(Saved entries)

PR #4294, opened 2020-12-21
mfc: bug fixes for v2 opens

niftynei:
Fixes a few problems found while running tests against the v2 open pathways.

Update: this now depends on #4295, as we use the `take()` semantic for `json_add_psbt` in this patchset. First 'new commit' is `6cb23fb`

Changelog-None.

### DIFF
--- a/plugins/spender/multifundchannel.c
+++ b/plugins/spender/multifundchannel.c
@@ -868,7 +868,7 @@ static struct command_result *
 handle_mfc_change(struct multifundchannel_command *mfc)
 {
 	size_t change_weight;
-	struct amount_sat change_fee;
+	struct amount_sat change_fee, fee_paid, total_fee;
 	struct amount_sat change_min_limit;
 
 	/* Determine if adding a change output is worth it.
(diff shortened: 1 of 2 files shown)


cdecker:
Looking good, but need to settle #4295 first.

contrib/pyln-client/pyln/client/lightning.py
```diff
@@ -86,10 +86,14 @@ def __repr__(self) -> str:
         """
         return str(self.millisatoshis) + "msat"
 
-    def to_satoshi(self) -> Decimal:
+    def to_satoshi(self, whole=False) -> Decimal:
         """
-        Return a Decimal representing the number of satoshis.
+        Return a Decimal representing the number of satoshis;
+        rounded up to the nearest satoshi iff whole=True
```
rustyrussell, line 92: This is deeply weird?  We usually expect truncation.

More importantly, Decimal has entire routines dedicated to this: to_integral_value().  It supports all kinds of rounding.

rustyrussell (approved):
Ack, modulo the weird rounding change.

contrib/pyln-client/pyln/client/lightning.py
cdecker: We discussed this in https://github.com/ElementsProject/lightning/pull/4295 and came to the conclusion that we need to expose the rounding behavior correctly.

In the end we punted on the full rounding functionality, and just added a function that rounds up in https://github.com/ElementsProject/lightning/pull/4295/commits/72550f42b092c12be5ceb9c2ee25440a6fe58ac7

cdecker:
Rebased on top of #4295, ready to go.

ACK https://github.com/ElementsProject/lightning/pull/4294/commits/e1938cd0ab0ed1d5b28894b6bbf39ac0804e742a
--
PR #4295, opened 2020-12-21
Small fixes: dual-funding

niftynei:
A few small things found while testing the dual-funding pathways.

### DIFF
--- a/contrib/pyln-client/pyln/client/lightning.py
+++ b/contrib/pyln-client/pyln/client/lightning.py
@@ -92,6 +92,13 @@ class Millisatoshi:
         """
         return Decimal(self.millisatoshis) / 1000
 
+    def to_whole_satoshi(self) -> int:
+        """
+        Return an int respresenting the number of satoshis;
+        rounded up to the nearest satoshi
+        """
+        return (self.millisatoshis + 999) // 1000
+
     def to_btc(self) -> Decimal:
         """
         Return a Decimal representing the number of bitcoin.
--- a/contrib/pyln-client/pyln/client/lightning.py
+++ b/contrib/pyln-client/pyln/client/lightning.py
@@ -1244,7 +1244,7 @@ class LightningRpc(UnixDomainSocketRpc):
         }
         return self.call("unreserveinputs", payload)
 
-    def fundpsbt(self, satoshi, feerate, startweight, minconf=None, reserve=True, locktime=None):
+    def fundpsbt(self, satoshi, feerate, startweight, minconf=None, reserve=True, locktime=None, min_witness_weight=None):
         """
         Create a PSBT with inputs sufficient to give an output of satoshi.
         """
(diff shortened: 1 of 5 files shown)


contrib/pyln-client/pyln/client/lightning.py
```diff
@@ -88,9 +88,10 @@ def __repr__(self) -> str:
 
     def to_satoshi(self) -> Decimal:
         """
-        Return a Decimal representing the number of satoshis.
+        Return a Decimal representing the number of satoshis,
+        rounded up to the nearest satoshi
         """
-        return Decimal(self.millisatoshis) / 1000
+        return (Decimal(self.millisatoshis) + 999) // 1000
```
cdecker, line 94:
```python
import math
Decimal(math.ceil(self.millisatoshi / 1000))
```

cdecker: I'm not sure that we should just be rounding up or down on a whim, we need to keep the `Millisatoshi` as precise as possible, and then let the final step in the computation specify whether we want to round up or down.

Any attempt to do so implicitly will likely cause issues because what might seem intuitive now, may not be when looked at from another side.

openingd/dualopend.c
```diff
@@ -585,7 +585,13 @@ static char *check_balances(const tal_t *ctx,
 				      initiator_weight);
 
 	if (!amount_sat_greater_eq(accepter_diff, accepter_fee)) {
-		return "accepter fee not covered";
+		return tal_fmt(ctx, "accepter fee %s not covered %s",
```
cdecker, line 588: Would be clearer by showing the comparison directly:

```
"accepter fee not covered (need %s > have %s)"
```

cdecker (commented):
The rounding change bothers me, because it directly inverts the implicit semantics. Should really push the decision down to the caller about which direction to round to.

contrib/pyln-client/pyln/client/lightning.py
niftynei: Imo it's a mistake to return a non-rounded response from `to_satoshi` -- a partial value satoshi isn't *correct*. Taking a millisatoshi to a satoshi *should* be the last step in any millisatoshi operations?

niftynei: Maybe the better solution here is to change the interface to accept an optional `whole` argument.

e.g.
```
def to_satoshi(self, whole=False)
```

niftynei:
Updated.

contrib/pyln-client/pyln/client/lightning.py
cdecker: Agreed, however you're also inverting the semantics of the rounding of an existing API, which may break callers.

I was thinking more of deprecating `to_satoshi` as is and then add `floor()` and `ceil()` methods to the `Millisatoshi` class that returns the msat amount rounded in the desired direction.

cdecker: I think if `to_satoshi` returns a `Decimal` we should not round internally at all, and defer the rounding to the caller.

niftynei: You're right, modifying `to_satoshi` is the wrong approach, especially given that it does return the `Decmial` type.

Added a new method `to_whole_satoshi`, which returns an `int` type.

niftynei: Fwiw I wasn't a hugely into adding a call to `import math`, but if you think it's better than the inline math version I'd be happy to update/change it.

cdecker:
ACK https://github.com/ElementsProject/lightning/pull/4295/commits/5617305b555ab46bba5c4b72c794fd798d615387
* * *
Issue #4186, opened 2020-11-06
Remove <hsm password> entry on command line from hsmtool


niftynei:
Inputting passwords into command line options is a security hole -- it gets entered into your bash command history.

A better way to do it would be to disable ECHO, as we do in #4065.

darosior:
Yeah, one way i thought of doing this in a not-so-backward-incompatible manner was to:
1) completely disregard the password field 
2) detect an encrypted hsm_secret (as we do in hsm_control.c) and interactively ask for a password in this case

## What to do
Look above for the line containing "PR #4294, opened 2020-12-21" and the line containing "cdecker: We discussed". Transcribe both, with the lines between them, exactly.

## Finished task
PR #4294, opened 2020-12-21
mfc: bug fixes for v2 opens

niftynei:
Fixes a few problems found while running tests against the v2 open pathways.

Update: this now depends on #4295, as we use the `take()` semantic for `json_add_psbt` in this patchset. First 'new commit' is `6cb23fb`

Changelog-None.

### DIFF
--- a/plugins/spender/multifundchannel.c
+++ b/plugins/spender/multifundchannel.c
@@ -868,7 +868,7 @@ static struct command_result *
 handle_mfc_change(struct multifundchannel_command *mfc)
 {
 	size_t change_weight;
-	struct amount_sat change_fee;
+	struct amount_sat change_fee, fee_paid, total_fee;
 	struct amount_sat change_min_limit;
 
 	/* Determine if adding a change output is worth it.
(diff shortened: 1 of 2 files shown)


cdecker:
Looking good, but need to settle #4295 first.

contrib/pyln-client/pyln/client/lightning.py
```diff
@@ -86,10 +86,14 @@ def __repr__(self) -> str:
         """
         return str(self.millisatoshis) + "msat"
 
-    def to_satoshi(self) -> Decimal:
+    def to_satoshi(self, whole=False) -> Decimal:
         """
-        Return a Decimal representing the number of satoshis.
+        Return a Decimal representing the number of satoshis;
+        rounded up to the nearest satoshi iff whole=True
```
rustyrussell, line 92: This is deeply weird?  We usually expect truncation.

More importantly, Decimal has entire routines dedicated to this: to_integral_value().  It supports all kinds of rounding.

rustyrussell (approved):
Ack, modulo the weird rounding change.

contrib/pyln-client/pyln/client/lightning.py
cdecker: We discussed this in https://github.com/ElementsProject/lightning/pull/4295 and came to the conclusion that we need to expose the rounding behavior correctly.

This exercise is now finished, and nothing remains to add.